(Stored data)
· · · ·
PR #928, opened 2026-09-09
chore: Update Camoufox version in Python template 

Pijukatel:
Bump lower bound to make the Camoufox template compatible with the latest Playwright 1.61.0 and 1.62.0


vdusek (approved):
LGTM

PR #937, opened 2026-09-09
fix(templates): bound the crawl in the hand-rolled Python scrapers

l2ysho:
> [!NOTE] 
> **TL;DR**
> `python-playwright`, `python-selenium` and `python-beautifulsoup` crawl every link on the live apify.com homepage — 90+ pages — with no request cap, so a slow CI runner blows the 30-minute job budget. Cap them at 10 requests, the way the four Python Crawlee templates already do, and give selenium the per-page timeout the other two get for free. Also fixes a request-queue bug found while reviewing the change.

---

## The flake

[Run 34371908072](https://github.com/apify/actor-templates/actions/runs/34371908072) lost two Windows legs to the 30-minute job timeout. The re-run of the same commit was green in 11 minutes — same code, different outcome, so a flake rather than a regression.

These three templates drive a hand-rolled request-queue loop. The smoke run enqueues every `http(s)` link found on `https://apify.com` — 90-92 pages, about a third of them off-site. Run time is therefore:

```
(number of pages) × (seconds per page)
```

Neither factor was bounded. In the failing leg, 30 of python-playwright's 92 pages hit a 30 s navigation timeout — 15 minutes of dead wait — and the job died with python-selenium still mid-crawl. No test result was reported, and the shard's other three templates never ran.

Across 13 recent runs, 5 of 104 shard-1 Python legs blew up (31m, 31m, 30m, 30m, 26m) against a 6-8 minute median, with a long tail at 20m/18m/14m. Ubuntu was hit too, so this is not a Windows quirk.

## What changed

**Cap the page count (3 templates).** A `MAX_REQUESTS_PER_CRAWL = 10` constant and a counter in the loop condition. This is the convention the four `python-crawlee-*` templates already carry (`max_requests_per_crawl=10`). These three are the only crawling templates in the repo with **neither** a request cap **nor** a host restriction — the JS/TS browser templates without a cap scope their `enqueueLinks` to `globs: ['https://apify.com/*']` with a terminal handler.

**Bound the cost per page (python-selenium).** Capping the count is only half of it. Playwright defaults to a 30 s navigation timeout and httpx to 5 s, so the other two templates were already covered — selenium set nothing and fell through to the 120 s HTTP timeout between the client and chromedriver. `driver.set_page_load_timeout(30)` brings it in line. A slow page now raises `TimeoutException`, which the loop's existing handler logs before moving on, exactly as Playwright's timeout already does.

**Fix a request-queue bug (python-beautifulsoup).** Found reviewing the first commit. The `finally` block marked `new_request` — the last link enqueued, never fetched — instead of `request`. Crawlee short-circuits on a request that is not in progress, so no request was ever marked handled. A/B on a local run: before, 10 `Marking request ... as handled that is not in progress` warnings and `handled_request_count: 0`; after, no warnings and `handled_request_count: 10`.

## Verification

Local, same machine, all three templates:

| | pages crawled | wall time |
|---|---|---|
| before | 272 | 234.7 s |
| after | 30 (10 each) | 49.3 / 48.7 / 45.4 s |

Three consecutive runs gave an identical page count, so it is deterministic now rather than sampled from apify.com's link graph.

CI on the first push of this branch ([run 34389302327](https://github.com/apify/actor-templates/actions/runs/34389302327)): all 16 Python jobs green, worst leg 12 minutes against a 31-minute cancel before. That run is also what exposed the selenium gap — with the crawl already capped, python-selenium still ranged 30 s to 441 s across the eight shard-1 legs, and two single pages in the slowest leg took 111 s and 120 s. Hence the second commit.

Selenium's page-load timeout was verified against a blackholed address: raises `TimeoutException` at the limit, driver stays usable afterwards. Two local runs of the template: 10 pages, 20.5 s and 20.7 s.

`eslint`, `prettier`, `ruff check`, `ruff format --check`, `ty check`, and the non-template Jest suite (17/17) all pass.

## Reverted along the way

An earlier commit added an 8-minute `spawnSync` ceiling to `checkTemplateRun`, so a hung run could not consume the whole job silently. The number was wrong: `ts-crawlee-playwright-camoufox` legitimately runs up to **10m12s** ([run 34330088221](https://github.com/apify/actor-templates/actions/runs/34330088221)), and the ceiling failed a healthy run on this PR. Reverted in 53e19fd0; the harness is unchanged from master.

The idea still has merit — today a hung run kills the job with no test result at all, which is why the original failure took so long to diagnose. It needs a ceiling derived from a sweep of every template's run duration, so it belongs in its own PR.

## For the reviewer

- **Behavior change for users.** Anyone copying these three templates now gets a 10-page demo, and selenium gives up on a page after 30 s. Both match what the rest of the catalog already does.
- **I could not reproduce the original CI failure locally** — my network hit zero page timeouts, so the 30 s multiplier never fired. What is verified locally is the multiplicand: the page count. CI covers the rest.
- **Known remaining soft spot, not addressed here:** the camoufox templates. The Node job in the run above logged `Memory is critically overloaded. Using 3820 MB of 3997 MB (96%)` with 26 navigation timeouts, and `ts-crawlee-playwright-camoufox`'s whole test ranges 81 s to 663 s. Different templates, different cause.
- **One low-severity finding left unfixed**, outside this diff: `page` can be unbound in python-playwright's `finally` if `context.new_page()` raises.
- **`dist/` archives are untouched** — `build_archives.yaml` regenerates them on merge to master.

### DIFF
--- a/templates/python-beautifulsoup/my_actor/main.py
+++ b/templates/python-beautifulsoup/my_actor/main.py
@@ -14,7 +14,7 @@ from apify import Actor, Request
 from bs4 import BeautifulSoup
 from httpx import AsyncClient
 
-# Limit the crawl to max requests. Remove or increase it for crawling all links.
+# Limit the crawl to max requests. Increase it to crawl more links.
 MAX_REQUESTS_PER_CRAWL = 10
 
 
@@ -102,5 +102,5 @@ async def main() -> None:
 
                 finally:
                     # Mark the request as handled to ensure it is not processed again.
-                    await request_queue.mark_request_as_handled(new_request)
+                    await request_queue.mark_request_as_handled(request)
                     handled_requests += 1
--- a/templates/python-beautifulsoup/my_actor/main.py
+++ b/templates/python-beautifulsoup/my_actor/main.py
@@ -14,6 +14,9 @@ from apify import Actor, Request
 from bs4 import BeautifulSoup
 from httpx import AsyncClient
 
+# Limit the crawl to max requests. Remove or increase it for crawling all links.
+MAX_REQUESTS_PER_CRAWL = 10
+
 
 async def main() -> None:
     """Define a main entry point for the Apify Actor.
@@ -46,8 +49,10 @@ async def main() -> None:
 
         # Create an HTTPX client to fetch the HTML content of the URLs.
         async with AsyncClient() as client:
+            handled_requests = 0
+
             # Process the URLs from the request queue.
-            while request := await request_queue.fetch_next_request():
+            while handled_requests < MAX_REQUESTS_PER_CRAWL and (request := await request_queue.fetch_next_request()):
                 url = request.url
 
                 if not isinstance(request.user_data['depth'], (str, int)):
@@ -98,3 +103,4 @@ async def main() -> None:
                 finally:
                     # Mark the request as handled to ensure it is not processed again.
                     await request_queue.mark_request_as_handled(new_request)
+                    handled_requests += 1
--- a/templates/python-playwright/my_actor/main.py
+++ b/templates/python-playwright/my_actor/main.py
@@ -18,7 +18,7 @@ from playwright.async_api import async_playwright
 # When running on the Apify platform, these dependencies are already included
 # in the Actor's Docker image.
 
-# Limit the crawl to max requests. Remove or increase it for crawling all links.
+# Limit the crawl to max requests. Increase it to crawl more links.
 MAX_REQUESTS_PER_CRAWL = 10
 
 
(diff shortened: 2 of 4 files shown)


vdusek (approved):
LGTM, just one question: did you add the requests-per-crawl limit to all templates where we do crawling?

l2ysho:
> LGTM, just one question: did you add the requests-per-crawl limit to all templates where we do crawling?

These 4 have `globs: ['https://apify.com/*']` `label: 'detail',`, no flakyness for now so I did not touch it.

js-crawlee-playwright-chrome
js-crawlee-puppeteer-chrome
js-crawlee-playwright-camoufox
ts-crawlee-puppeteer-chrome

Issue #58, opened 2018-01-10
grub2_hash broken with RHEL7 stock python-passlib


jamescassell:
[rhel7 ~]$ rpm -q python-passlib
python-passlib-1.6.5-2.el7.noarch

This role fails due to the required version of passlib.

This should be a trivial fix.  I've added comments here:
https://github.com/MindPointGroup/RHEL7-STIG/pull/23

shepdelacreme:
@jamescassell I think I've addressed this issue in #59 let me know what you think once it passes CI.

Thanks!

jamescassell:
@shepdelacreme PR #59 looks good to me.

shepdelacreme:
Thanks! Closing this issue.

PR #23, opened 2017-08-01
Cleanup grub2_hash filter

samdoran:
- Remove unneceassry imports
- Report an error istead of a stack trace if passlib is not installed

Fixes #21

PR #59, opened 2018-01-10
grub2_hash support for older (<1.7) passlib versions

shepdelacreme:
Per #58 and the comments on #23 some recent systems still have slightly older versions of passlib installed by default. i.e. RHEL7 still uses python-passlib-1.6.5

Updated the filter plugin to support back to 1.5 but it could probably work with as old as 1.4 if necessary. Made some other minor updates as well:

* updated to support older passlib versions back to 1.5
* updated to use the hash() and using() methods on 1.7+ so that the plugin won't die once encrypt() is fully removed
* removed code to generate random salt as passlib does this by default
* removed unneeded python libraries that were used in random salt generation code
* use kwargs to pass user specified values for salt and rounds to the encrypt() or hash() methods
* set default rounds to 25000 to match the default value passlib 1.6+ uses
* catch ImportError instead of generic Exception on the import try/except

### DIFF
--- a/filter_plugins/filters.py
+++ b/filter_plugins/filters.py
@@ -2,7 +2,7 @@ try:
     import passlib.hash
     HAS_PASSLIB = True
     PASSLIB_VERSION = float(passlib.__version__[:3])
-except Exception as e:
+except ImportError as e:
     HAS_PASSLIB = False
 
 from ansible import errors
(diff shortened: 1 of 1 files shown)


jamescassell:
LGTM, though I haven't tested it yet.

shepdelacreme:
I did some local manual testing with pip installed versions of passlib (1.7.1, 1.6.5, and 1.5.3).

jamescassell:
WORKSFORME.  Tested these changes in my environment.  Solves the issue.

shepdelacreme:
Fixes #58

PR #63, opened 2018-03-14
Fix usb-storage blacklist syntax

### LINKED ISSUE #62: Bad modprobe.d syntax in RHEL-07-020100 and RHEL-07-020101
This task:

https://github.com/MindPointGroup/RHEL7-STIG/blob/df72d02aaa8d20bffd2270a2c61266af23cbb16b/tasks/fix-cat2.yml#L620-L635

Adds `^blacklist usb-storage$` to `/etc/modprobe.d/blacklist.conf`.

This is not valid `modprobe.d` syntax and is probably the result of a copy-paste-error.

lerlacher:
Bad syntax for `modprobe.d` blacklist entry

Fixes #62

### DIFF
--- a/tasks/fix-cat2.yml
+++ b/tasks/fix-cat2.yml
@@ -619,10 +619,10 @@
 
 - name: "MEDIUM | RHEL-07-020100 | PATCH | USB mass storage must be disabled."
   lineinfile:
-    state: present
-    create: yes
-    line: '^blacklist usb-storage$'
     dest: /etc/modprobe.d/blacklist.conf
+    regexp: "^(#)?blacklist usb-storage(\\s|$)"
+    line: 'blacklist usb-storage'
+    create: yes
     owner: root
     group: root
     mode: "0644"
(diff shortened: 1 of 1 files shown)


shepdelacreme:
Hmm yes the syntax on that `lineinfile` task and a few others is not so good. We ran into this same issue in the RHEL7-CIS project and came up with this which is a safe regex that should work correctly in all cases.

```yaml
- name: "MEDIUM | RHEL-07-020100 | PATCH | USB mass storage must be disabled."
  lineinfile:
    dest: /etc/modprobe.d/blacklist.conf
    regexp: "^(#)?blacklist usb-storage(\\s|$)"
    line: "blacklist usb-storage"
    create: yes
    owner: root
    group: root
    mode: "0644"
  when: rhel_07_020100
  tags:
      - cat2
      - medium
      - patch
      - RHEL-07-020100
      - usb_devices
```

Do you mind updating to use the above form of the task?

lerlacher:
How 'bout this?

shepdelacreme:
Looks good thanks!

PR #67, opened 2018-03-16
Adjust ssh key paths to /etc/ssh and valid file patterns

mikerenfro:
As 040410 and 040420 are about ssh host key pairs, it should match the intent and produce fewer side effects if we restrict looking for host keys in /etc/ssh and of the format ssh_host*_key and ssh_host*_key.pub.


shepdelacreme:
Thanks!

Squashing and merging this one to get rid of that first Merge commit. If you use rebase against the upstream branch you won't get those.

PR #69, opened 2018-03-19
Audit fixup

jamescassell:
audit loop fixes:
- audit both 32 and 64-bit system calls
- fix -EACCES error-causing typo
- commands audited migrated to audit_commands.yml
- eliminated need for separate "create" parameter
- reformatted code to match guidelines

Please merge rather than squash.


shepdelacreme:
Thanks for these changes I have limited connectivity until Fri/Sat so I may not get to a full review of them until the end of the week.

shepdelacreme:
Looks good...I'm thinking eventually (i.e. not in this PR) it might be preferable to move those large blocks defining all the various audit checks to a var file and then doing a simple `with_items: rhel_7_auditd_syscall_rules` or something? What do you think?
· · · ·
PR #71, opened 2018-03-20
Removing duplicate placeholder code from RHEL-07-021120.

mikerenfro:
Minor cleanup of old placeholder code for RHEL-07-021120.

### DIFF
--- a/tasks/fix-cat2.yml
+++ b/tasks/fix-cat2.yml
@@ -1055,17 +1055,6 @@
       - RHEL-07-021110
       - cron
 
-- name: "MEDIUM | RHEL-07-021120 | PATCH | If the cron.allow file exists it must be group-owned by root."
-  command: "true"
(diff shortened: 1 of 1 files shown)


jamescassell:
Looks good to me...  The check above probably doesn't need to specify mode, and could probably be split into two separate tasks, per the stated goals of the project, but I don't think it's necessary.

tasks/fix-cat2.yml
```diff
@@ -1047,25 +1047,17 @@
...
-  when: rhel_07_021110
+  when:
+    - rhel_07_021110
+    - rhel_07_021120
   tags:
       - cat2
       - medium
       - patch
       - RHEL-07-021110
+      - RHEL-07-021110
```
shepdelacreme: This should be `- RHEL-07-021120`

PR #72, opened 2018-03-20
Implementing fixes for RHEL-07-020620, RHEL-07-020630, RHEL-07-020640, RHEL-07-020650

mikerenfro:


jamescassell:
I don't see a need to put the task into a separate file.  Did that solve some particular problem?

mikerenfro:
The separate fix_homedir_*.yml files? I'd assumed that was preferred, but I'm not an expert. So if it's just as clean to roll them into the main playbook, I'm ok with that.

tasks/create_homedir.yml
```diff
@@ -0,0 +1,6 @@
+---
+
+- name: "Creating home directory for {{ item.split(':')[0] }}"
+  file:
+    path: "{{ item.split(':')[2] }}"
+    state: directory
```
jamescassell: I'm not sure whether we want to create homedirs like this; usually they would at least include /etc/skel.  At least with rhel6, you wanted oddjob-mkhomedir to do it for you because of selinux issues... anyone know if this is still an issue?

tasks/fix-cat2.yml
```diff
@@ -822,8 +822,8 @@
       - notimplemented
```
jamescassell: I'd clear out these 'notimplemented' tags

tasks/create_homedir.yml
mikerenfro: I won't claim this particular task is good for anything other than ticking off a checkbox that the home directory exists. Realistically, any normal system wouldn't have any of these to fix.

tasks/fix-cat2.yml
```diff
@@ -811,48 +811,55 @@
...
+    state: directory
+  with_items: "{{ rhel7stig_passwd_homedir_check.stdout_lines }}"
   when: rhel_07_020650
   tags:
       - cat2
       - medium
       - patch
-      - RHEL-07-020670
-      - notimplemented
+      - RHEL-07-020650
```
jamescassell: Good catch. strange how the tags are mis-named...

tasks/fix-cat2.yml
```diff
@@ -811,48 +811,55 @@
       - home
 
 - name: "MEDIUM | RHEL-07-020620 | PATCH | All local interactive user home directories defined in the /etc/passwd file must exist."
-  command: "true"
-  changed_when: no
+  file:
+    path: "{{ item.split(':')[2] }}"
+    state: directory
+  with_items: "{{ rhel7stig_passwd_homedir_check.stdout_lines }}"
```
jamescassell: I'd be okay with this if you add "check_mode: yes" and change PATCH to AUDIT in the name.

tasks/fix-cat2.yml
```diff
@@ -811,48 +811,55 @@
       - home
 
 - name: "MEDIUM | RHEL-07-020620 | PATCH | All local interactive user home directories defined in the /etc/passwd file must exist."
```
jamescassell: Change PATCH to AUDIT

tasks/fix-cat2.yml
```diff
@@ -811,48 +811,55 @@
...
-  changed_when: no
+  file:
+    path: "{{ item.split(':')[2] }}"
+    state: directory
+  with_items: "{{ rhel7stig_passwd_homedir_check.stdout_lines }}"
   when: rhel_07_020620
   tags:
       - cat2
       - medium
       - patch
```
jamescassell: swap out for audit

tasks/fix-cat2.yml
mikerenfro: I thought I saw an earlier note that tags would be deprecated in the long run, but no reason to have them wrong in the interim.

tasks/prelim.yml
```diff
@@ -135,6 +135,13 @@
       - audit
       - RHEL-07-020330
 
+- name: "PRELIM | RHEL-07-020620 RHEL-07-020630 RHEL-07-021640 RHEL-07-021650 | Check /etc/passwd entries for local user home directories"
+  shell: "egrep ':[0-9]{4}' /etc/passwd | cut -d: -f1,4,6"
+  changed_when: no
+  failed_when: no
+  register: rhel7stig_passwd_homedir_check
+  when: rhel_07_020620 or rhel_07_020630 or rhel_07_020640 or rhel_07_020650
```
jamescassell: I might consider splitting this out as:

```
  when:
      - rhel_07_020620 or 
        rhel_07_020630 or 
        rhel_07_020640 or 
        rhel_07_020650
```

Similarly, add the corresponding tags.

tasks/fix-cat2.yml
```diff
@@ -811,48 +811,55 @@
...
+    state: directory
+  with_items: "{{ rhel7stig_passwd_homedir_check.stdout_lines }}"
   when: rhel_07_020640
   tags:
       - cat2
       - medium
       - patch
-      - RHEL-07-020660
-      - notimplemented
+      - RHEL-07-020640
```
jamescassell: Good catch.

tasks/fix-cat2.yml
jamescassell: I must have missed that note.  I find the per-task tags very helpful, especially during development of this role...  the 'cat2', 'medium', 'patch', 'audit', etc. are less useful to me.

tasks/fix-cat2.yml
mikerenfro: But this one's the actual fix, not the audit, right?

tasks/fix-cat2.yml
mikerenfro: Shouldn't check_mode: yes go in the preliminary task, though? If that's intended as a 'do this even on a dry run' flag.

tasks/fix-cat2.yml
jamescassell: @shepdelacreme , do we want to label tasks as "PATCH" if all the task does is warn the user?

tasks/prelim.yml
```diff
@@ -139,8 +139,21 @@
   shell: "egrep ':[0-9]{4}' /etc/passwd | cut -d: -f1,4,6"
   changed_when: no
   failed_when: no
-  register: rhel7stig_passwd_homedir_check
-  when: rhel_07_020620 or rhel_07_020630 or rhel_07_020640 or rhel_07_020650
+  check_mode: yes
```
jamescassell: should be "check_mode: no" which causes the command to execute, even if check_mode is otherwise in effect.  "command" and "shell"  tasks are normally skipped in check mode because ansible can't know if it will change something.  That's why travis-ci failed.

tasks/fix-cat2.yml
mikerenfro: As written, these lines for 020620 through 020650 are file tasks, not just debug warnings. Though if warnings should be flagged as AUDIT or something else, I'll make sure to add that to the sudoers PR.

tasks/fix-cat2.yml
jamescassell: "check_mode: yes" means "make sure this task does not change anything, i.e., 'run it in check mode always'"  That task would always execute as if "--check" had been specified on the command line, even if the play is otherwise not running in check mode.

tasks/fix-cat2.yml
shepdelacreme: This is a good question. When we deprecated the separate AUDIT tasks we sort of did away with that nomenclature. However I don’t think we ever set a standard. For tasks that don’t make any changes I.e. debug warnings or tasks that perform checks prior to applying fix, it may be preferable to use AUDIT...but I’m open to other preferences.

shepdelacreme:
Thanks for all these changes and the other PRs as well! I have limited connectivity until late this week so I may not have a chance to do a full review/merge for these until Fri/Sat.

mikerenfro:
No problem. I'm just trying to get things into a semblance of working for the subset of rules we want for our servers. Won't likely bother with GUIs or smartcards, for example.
· · · ·
WHAT YOU NEED TO DO:
Examine the records and pull out every line where the string "about" occurs.

EXPECTED ANSWER:
These three templates drive a hand-rolled request-queue loop. The smoke run enqueues every `http(s)` link found on `https://apify.com` — 90-92 pages, about a third of them off-site. Run time is therefore:
As 040410 and 040420 are about ssh host key pairs, it should match the intent and produce fewer side effects if we restrict looking for host keys in /etc/ssh and of the format ssh_host*_key and ssh_host*_key.pub.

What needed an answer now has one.